Is resiliency emerging as a richer version of reliability and a higher systems priority over optimization?
By John Blyler, JB Systems
Resiliency has been described as a richer metric than reliability, as resilient systems have the capacity to survive, adapt and grow in the face of change and uncertainty.
Resiliency has been proposed as yet another needed capability for today’s ever-increasingly complex, “smart” systems. Understandably, system architects and design engineers may be reluctant to add yet another “ilities-like” requirement to an already long list that includes reliability, maintainability, safety, and more.
What is resiliency, especially when applied to the engineering of complex hardware-software embedded systems? What is the difference between resiliency and reliability with feedback and control? Or the difference between resiliency and maintainability in terms of some measure of repairability that would restore partial or full functionality over a specified period of time and in a specified environment? What are some of the quantitative measures of a resilient system? This paper will attempt to answer these questions.
First, to help avoid semantic entanglements, let’s define a few terms. In general, a resilient system is one that can recover from a failure. INCOSE defines resilience as the capability of a system with specific characteristics before, during and after a disruption to absorb the disruption, recover to an acceptable level of performance, and sustain that level for an acceptable period of time. Further, it lists the main attributes of resilience as capacity, flexibility, tolerance and cohesion (1).
The IEEE adds a security element to resilience by defining it as a combination of trustworthiness and tolerance. (2) Wikipedia describes resilient control systems as those that maintain a state of awareness and an accepted level of operational normalcy in response to disturbances, including threats of an unexpected and malicious nature. (3)
It’s noteworthy that resilience is not defined in the usual reliability terms of subsystem or component MTBF and MTTR numbers. As Jim Rodenkirch notes (4), resiliency is the extended part of the reliability problem that deals with what can “go wrong” across the breadth of the system-of-system (SOS) domain and the time required to “undo the wrong” to return the system to an acceptable – albeit different – level of operation.
Resiliency has been described as a richer metric than reliability, as resilient systems have the capacity to survive, adapt and grow in the face of change and uncertainty.(5) In today’s world of complex embedded systems, resiliency might be equated with “smart recovery” systems, those that contained the capacity to evaluate and act on situational inputs via microprocessor hardware, software and connectivity to other systems like the Internet.

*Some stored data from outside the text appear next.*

PR #171, opened 2025-05-22
Add Vm Validation and autoscaling to Trust Region Method

luke-kiernan:
I realized that the trust region method is converging to nonsense solutions on the large `ACTIVSg10k` test system:
```
using PowerFlows, PowerSystemCaseBuilder
sys = build_system(MatpowerTestSystems, "matpower_ACTIVSg10k_sys")
pf_tr = ACPowerFlow{TrustRegionACPowerFlow}()
data_tr = PowerFlowData(pf_tr, sys)
solve_powerflow!(data_tr; pf = pf_tr, maxIterations = 200, factor = 0.1)
v = deepcopy(data_tr.bus_magnitude[:, 1])
sort!(v)
display(v)
```
All entries of `v` should be between 0.9 and 1.1, yet under the current branch, that is far from the case. In this PR, I add the following:

1. Log a warning when the voltage magnitude for any PQ bus leaves the 0.5-1.5 range. 
2. Re-normalize the different components in the TrustRegion method. I followed `NLSolve.jl` and set `d[i] = max(0.1 * d[i], norm(J[:, i]))`: then we do the math like we're minimzing `norm(F(x ./ d))`, instead of `F(x)`. This makes it so all but 2 of the voltage magnitudes above are sensible.
3. The  problematic voltage magnitudes were among those with the smallest `d` values: reasoning that the iterative procedure was taking too big of steps in certain directions, I added a constant factor to the autoscaling weights via `d .+= 10*minimum(d)`.  This resolves those last 2 voltage magnitudes.

That 3rd change was rather arbitrary: I left a `TODO` reminder in the code to look into a more principled solution.


luke-kiernan:
On second thought, maybe we should wait to merge this until there's a test case that compares the result of our powerflow with what matpower or PSS/e gets. I'm only validating the entries corresponding to voltage magnitude: there could be issues with other entries.

GabrielKS:
I fail to reproduce on `psy5`:
9dda1194-0d8e-40e5-a0c2-243bf67b8532

jd-lara:
> I fail to reproduce on `psy5`: 9dda1194-0d8e-40e5-a0c2-243bf67b8532

can we put these into a test please?

luke-kiernan:
I added that test and turned autoscale off by default. Any other changes I should make?

src/common.jl
```diff
@@ -452,3 +452,30 @@ function make_powerflowdata(
...
+    range::NamedTuple{(:min, :max), Tuple{Float64, Float64}} = VM_VALIDATION_RANGE,
+    i::Int64 = 1,
+)
+    outside_range = Vector{Int64}()
+    MAX_INDS_TO_PRINT = 10
+    for (i, bt) in enumerate(bus_types)
+        if bt == PSY.ACBusTypes.PQ
+            if (x[2 * i - 1] < range.min || x[2 * i - 1] > range.max) &&
+               size(outside_range, 1) <= MAX_INDS_TO_PRINT
+                push!(outside_range, i)
```
jd-lara, line 467: allocating inside a hot loop is dangerous. Running this check should be an opt in possibility

luke-kiernan: Good point! I only wrote it that way for convenience: I'll switch to printing out the mis-matching bus numbers as I iterate, instead of storing them. Sound good?

luke-kiernan: Finished: commented it out, opened an issue, and resolved the merge conflicts.

jd-lara (approved):

PR #173, opened 2025-05-30
Throw an error for wrong bus type

luke-kiernan:
Downstream effect of [PR 1398](https://github.com/NREL-Sienna/PowerSystems.jl/pull/1398) in PSY: since we're no longer correcting "wrong bus type" inputs in the parser in PSY (and instead logging an error message), we need to check the bus types here in PF and throw a hard error if they're wrong.

### DIFF
--- a/src/common.jl
+++ b/src/common.jl
@@ -58,7 +58,12 @@ function _get_injections!(
     bus_lookup::Dict{Int, Int},
     sys::PSY.System,
 )
-    sources = PSY.get_components(d -> !isa(d, PSY.ElectricLoad), PSY.StaticInjection, sys)
+    # PSS/E counts buses with switched shunts as voltage-controlled, PV, so we do the same.
+    sources = PSY.get_components(
+        d -> !isa(d, PSY.ElectricLoad) || isa(d, PSY.SwitchedAdmittance),
+        PSY.StaticInjection,
+        sys,
+    )
     has_generator = falses(length(bus_lookup))
     for source in sources
         !PSY.get_available(source) && continue
--- a/src/common.jl
+++ b/src/common.jl
@@ -59,12 +59,34 @@ function _get_injections!(
     sys::PSY.System,
 )
     sources = PSY.get_components(d -> !isa(d, PSY.ElectricLoad), PSY.StaticInjection, sys)
+    has_generator = falses(length(bus_lookup))
     for source in sources
         !PSY.get_available(source) && continue
         bus = PSY.get_bus(source)
+        # Throw an error if we see an available source at a PQ bus.
+        if PSY.get_bustype(bus) == PSY.ACBusTypes.PQ
+            throw(
+                ArgumentError(
+                    "Source $(PSY.get_name(source)) at PQ bus $(PSY.get_name(bus)). Please change the bus type to PV or REF.",
+                ),
+            )
+        end
         bus_ix = bus_lookup[PSY.get_number(bus)]
+        has_generator[bus_ix] = true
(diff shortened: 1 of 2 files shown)


test/test_powerflow_data.jl
```diff
@@ -63,3 +63,46 @@ end
...
 end
+
+"""Helper function that sets availability of all sources at a given bus."""
+function set_availability_at_bus(
+    sys::PSY.System,
+    bus::PSY.ACBus,
+    availability::Bool,
+)
+    for source in
+        PSY.get_components(d -> !isa(d, PSY.ElectricLoad), PSY.StaticInjection, sys)
```
gks-spa, line 74: nitpick: there's a method of `get_components` that can do filtering for you

src/common.jl
```diff
@@ -59,13 +59,35 @@ function _get_injections!(
...
+        end
         bus_ix = bus_lookup[PSY.get_number(bus)]
+        has_generator[bus_ix] = true
         bus_activepower_injection[bus_ix] += PSY.get_active_power(source)
         bus_reactivepower_injection[bus_ix] += PSY.get_reactive_power(source)
     end
+    # Throw an error if there's a PV/REF bus without an available source.
+    for bus in PSY.get_components(PSY.ACBus, sys)
+        bus_ix = bus_lookup[PSY.get_number(bus)]
+        if PSY.get_bustype(bus) != PSY.ACBusTypes.PQ && !has_generator[bus_ix]
```
gks-spa, line 82: nitpick: should this be `!= PQ` or `in (PV, Ref)`? what's the desired behavior if we were to add a new bustype?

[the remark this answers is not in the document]
luke-kiernan: Fair point. I'll change it to `in (PV, REF)`.

test/test_powerflow_data.jl
```diff
@@ -63,3 +63,46 @@ end
...
+        if get_number(get_bus(source)) == get_number(bus)
```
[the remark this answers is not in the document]
luke-kiernan: oh yeah. I could even do it in one line, though it looks pretty awful:
```
set_available!.(
    PSY.get_components(
        d -> !isa(d, PSY.ElectricLoad) && get_number(get_bus(d)) == get_number(source),
        PSY.StaticInjection,
        sys,
    ),
    (availability, )
)
```

src/common.jl
```diff
@@ -59,13 +59,36 @@ function _get_injections!(
...
         bus_ix = bus_lookup[PSY.get_number(bus)]
+        has_generator[bus_ix] = true
         bus_activepower_injection[bus_ix] += PSY.get_active_power(source)
         bus_reactivepower_injection[bus_ix] += PSY.get_reactive_power(source)
     end
+    # Throw an error if there's a PV/REF bus without an available source.
+    for bus in PSY.get_components(PSY.ACBus, sys)
+        bus_ix = bus_lookup[PSY.get_number(bus)]
+        if PSY.get_bustype(bus) in [PSY.ACBusTypes.PV, PSY.ACBusTypes.REF] &&
+           !has_generator[bus_ix]
```
jd-lara, line 83: A PV bus can also have facts devices or switched shunts. This correction needs to be more careful. Consult with @mcllerena on the behavior of these other components.

luke-kiernan: Messasing Marck, PSSE expects a PV bus to satisfy: (has available generator) AND NOT (has unlocked switched shunt/FACTS device). If that is violated, PSSE outputs a warning, but oddly it still runs the powerflow. Should we do the same, or should we throw an error?

jd-lara: Throw and error.

PR #181, opened 2025-06-25
Use Network Reduction

luke-kiernan:
Take into account the network reduction when doing input/output. So far, I've adjusted the initialization of `PowerFlowData`, but there's more to do: reactive power bounds? Output? Branch flows? Some of this may need to wait until PNM's network reduction code is finalized.


luke-kiernan:
I will close this--looks like this should be split between a few different PRs. Also, the commit history is thoroughly confusing due to the rebase-then-merge.

PR #186, opened 2025-07-03
Combine DC power flow solvers via multiple dispatch

luke-kiernan:
Use a type parameter in place of having 3 functions with the same body.

### DIFF
--- a/src/solve_dc_powerflow.jl
+++ b/src/solve_dc_powerflow.jl
@@ -113,78 +113,26 @@ end
 # SINGLE PERIOD ##############################################################
 
 """
-Evaluates the power flows on each system's branch by means of the PTDF matrix.
-Updates the PowerFlowData structure and returns a dictionary containing a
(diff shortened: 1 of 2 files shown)


src/solve_dc_powerflow.jl
```diff
@@ -113,143 +113,47 @@ end
...
-# Arguments:
-- `data::PTDFPowerFlowData`:
-        PowerFlowData structure containing the system data per each timestep
-        considered, as well as the Virtual PTDF matrix.
-- `sys::PSY.System`:
-        container gathering the system data.
-"""
-function solve_powerflow(
-    data::vPTDFPowerFlowData,
+    data::Union{PTDFPowerFlowData, vPTDFPowerFlowData, ABAPowerFlowData},
```
GabrielKS, line 156: use your new abstract type here

GabrielKS (approved):
with one change LGTM

PR #195, opened 2025-07-15
Levenberg-Maquardt 2

luke-kiernan:
The previous PR for the LM method got out of hand, so opening a new one with cleaner commit history.


jd-lara (approved):
LGTM. This is on a pretty workable state.

PR #198, opened 2025-07-15
disable enhanced flat start by default

luke-kiernan:
Only try the "enhanced flat start" strategy if `robust_power_flow` is `true`, and only replace `x0` if that strategy produces a smaller initial residual. (The `TrustRegion` strategy fails to converge on the 10k bus system, if we indiscriminately use the "enhanced flat start" strategy.)

### DIFF
--- a/src/powerflow_method.jl
+++ b/src/powerflow_method.jl
@@ -393,11 +393,19 @@ function _newton_powerflow(
     x0 = calculate_x0(data, time_step)
     residual(x0, time_step)
     if norm(residual.Rv, 1) > LARGE_RESIDUAL * length(residual.Rv) &&
+       get_enhanced_flat_start(pf)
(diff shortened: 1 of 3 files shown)


rbolgaryn (approved):

rbolgaryn (changes requested):
```Julia
if norm(residual.Rv, 1) > LARGE_RESIDUAL * length(residual.Rv)
    enhanced_flat_start(...)
end

if norm(residual.Rv, 1) > LARGE_RESIDUAL * length(residual.Rv) &&
        get_robust_power_flow(pf)
         improve_x0!(x0, data, time_step, residual)
     else
         ...

```

luke-kiernan:
I added a flag so the enhanced flat start can be disabled, but it is on by default. (Otherwise, testing the "large initial residual"  and "dc fallback" code would be difficult.)

PR #200, opened 2025-07-16
fix LM code; move AC pre-solve setup into its own file

luke-kiernan:
Realized I never added the `LevenbergMarquardtACSolver` to the list of solvers that are run during the tests, so a lot of the merged code wasn't actually working. This fixes that.

I also refactored the pre-solve AC setup to use helper functions, and put those functions into a separate file. This way, we have consistent behavior across solvers.

### DIFF
--- a/src/levenberg-marquardt.jl
+++ b/src/levenberg-marquardt.jl
@@ -27,7 +27,7 @@ function _newton_powerflow(
 
     if converged
         @info("The LevenbergMarquardtACPowerFlow solver converged after $i iterations.")
-        loss_factors_helper!(data, x0, residual, J, time_step)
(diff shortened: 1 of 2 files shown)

Unlike reliability, maintainability and systems safety, resilience is less of a specific topic and more of an over-arching set of considerations and design principals that help a system recover from a disruption. For our purposes, we are considering designed-in resilience, as opposed to intrinsic resilience, where the latter is the focus of material science, psychology and ecology.
A good analogy that ties resiliency, reliability and maintainability together is provided by Ivan Mactaggart, Principal Systems Engineer at Dstl, and President-Elect INCOSE UK – INCOSE: “My car is reliable in that it starts every time and has never broken down. The vehicle is reliable in part due to scheduled maintenance by a trained mechanic, which helps it performs the primary transportation function. However, it is not resilient to a head-on impact with another vehicle, in which case it may no longer perform its primary function. It is not resilient to that shock. I might be able to return the car to a normal (acceptable) level of performance with repair. Or the damage may be too severe to repair.”

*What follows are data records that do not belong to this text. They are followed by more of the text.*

PR #201, opened 2025-07-17
Update DC pf tests for branch indexing change in PNM

luke-kiernan:
Branches are now in a different order due to being indexed by tuples of ints, not strings: adjust the DC power flow tests to compensate.

### DIFF
--- a/test/test_dc_powerflow.jl
+++ b/test/test_dc_powerflow.jl
@@ -1,15 +1,19 @@
+function flows_from_dataframe(powerflow_results,
+    branch_lookup::Dict{Tuple{Int, Int}, Int},
+    direction::Symbol = :P_from_to,
+)
+    flow_results_df = powerflow_results["1"]["flow_results"]
+    flows = fill(NaN, length(branch_lookup))
+    for row in eachrow(flow_results_df)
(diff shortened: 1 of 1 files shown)


test/test_dc_powerflow.jl
```diff
@@ -1,16 +1,20 @@
+function flows_from_dataframe(powerflow_results,
+    branch_lookup::Dict{Tuple{Int, Int}, Int},
+    direction::Symbol = :P_from_to,
+)
+    flow_results_df = powerflow_results["1"]["flow_results"]
```
jd-lara, line 5: What's the "1" here?

luke-kiernan: First time step. There is only 1 time step, but the output is still a dictionary of time step label to results.

jd-lara (commented):
@m-bossart this should be a fix in PNM to be able to index by branch and map to the corresponding

m-bossart:
> @m-bossart this should be a fix in PNM to be able to index by branch and map to the corresponding

Right now in PNM we can index by branch name to get the entry for the corresponding arc. Can you give more detail of what else is needed?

Resiliency might have been added to the design of the car by selecting a hybrid architecture – gas and electric. Though the severity of the accident might damage both systems, as well. If one considers the system to extend beyond the car, the resiliency can be added with public transportation – until the car is repaired or replaced. Public transportation is a more limited option in that it can travel compared to a car, but it might be acceptable. At least, it returns some level of transportation function to the overall system.

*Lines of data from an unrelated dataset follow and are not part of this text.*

PR #207, opened 2025-07-21
Handle Q limits for exporter when nothing value is found

mcllerena:
I address here a problem with the Zone data naming, where its value exceeds the 12 character limit that the manual states. So it is truncated to use the first 12 characters to avoid triggering the assert error.


mcllerena:
> is this PR also included in #214 and we should close it or is it still needed?

Yes, we can closed it. I addressed this issue in the general PR of exporter items.

PR #211, opened 2025-07-24
adding transformer phase shift

rbolgaryn:
Adding transformer phase shift to Transformer2W and TapTransformer as `phase_shift`


luke-kiernan (commented):
Small nitpicks, but logic looks sound.

jd-lara (approved):

PR #451, opened 2026-08-29
fix: stop pulling the full test-case corpus (168MB) into list views

goyamegh:
## Description

Every list-view page (Dashboard, Benchmarks, Evals, Reports, Benchmark editor/results, Use-case compare) fetched the **entire test-case corpus with full bodies** via bare `GET /api/storage/test-cases`. On a real deployment (3,941 test cases) that response is **168 MB** and takes 16+ seconds to build — multiplied by every page mount. The dashboard fetched all 168 MB just to display a count.

### Root cause
- The summary projection (`?fields=summary`) never stripped `sourceCode` (full eval-file text) — ~165 MB of the ~168 MB.
- 9 call sites ignored the summary/pagination API added earlier and called bare `getAll()`.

Kenneth Lloyd, CEO of Systems Science at Watt Systems Technologies, explains that resiliency relates to the continued functional integrity (at some level) despite component failures (and other perturbations) through a range of operating conditions. Reliability relates component failures to MTTR and MTBF independent of functional integrity.
What does this tell us about resilience in the context of the systems engineering “ilities” disciplines such as reliability, maintainability, and safety, etc? Our previous automotive shows that resiliency has strong connections to reliability and safety. This is one reason why many argue that resiliency is not a separate and distinct discipline from the other ‘ilities.’ Rather, resiliency depends upon the other “ilities,” in the same way that safety depends upon reliability, etc.
How does one design for resiliency? This question assumes that resiliency is a measureable quantity. There is some debate on this point. The over-arching nature of resiliency may be one reason why measurements are difficult, e.g., multiple threats, multiple failure modes and multiple recover modes. These issues make it hard to predict the resilience of a system.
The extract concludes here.